CNN-based forecasting of early winter NAO using sea surface temperature

The North Atlantic Oscillation (NAO) is the dominant mode of atmospheric variability over the North Atlantic sector, influencing temperature and precipitation across Europe. While the NAO's impact on North Atlantic sea surface temperatures (SSTs) is well understood, the NAO can also be driven by SST anomalies. However, this NAO response to SST anomalies is believed to be weak and nonlinear. Former studies highlight that during early winter (November-December), El Nino Southern Oscillation (ENSO) events modulate the NAO, with El Nino (La Nina) events being linked to positive (negative) NAO phases, and an opposite effect observed in late winter (January-February).
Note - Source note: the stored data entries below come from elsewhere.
PR #77, opened 2016-04-19
Fix/testing slack token

ph:
Nothing to see here.


ph:
was used for testing the slack integration with any token.

PR #81, opened 2016-04-27
trying to use a checkout of logstash

ph:


ph:
This is an experiments that I have made with @colinsurprenant  to test if it was possible to make a travis job use the unreleased version of the core and it work if the jar is included or correctly builded.

PR #86, opened 2016-05-11
Relax the dependencies on `logstash-devutils`

ph:
The right version for logstash-devutils will be selected on the
logstash-core-plugin-api constraints

Related to https://github.com/elastic/logstash-devutils/issues/48


colinsurprenant:
LGTM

Indian Ocean SSTs and the North Atlantic Horseshoe SST anomaly have also been suggested as contributors to early winter NAO variability. However, climate models often struggle to capture these SST-NAO teleconnections, particularly in early winter. To address this, a statistical framework based on convolutional neural networks (CNNs) is developed to predict the early winter NAO using observed SST fields one-, two-, and three-month before. A linear model serves as a benchmark, and both models are trained on ERA5 reanalysis data from 1940 to 2023. A sensitivity analysis is used to interpret the CNN's decision-making process, revealing that it focuses on regions such as the tropical Pacific and North Atlantic, confirming results from previous works. The CNN outperforms the linear model, highlighting the value of capturing nonlinear SST-NAO relationships. Prediction skill appears to be linked to ENSO, with strong ENSO events associated with greater skill in forecasting the NAO than neutral events. These findings underscore the potential of deep learning to build medium-range NAO prediction.